What if I didn’t need to lose weight to be worthy? What if love wasn’t something I had to prove myself worthy of in the first place?
That thought cracked something open in me. And once I started seeing myself differently, I couldn’t unsee it.
Choosing Myself—for the First Time
Leaving wasn’t easy. When you’ve spent so much time believing you don’t deserve better, it’s scary to walk away from what’s familiar. But I did. And for the first time in my life, I started working on loving me—not a future, smaller, “better” version of me. Just me.

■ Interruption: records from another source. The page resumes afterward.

PR #2781, opened 2025-01-21
Optimize `long_to_binary_string` function using warp parallel

ustcfy:
This PR optimizes the performance of the `long_to_binary_string` function. 

The main optimization is to split `make_strings_children` into two kernels: one for calculating the length of each string and another for filling in the string content.

In the original implementation, filling the strings used a loop, with loop iterations potentially reaching up to 64 times (the number of bits used by `long`), which is inefficient on the GPU. In the current implementation, each string is processed using multiple threads (currently 32).

The benchmark results are as follows:
```
|  num_rows  |   Ref Time |   Ref Noise |   Cmp Time |   Cmp Noise |         Diff |   %Diff |  Status  |
|------------|------------|-------------|------------|-------------|--------------|---------|----------|
|   100000   | 374.211 us |      17.21% | 250.415 us |      17.28% |  -123.796 us | -33.08% |   FAST   |
|   500000   |   1.155 ms |       6.16% | 739.668 us |       6.57% |  -415.445 us | -35.97% |   FAST   |
|  1000000   |   2.031 ms |      23.46% |   1.373 ms |       4.14% |  -657.439 us | -32.38% |   FAST   |
|  5000000   |   9.525 ms |       2.42% |   6.599 ms |       5.68% | -2926.032 us | -30.72% |   FAST   |
|  10000000  |  18.042 ms |       2.46% |  12.400 ms |      22.33% | -5641.755 us | -31.27% |   FAST   |
```

### DIFF
--- a/src/main/cpp/src/cast_long_to_binary_string.cu
+++ b/src/main/cpp/src/cast_long_to_binary_string.cu
@@ -43,10 +43,10 @@ CUDF_KERNEL void compute_output_size_kernel(cudf::column_device_view d_longs,
   d_sizes[tid] = max(1, 64 - __clzll(d_longs.element<int64_t>(tid)));
 }
 
+template <int num_threads_per_row>
 CUDF_KERNEL void long_to_binary_string_kernel(cudf::column_device_view d_longs,
                                               char* d_chars,
-                                              cudf::detail::input_offsetalator d_offsets,
-                                              cudf::size_type num_threads_per_row)
+                                              cudf::detail::input_offsetalator d_offsets)
 {
   auto const tid     = cudf::detail::grid_1d::global_thread_id();
   auto const row_idx = tid / num_threads_per_row;
@@ -55,10 +55,10 @@ CUDF_KERNEL void long_to_binary_string_kernel(cudf::column_device_view d_longs,
   auto const str_len = d_offsets[row_idx + 1] - d_offsets[row_idx];
   if (str_len == 0) { return; }
 
-  auto const value               = d_longs.element<int64_t>(row_idx);
-  auto const lane_idx            = tid % num_threads_per_row;
-  auto const num_bits_per_thread = 64 / num_threads_per_row;
-  auto const first_byte_index    = lane_idx * num_bits_per_thread;
+  constexpr int num_bits_per_thread = 64 / num_threads_per_row;
+  auto const value                  = d_longs.element<int64_t>(row_idx);
+  auto const lane_idx               = tid % num_threads_per_row;
+  auto const first_byte_index       = lane_idx * num_bits_per_thread;
 
   char* d_buffer = d_chars + d_offsets[row_idx];
   for (auto byte_index = first_byte_index;
@@ -103,11 +103,11 @@ std::unique_ptr<cudf::column> long_to_binary_string(cudf::column_view const& inp
   char* d_chars = chars.data();
 
   // Fill in the chars data
-  auto constexpr num_threads_per_row = 32;
+  constexpr int num_threads_per_row = 32;
   auto new_grid = cudf::detail::grid_1d{strings_count * num_threads_per_row, block_size};
   if (bytes > 0) {
-    long_to_binary_string_kernel<<<new_grid.num_blocks, block_size, 0, stream.value()>>>(
-      *d_column, d_chars, d_offsets, num_threads_per_row);
+    long_to_binary_string_kernel<num_threads_per_row>
+      <<<new_grid.num_blocks, block_size, 0, stream.value()>>>(*d_column, d_chars, d_offsets);
   }
 
   return cudf::make_strings_column(input.size(),
--- a/src/main/cpp/src/cast_long_to_binary_string.cu
+++ b/src/main/cpp/src/cast_long_to_binary_string.cu
@@ -61,9 +61,9 @@ CUDF_KERNEL void long_to_binary_string_kernel(cudf::column_device_view d_longs,
   auto const first_byte_index    = lane_idx * num_bits_per_thread;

And let me tell you—when you finally embrace yourself as you are, it changes everything. You stop settling. You stop making excuses for people who treat you like an afterthought. You start realizing that love—real love—doesn’t require you to shrink yourself.
And the wildest part? Once I stopped treating myself like a backup plan, I attracted the kind of love I never thought was possible. The kind that saw me—fully, completely—and loved me without conditions.
What I Want You to Know
If you’re in a place right now where you don’t feel good enough, where you’re holding onto a relationship that’s breaking you because you’re afraid no one else will want you, please listen to me.
You are not a backup option. You are not an “only if.” You are not someone’s last resort.
The right person will not ask you to become less in order to be loved more.
And that right person? It starts with you.
So if you’re waiting for permission to let go of a love that’s hurting you, consider this it. If you’re waiting to love yourself until you reach some imaginary finish line, stop waiting. Because you are enough right now. As you are. Period.
And if you need a reminder, I’ll be here. Writing stories that prove love doesn’t just belong to the people who have it all figured out—it belongs to the ones who are still learning to believe they deserve it.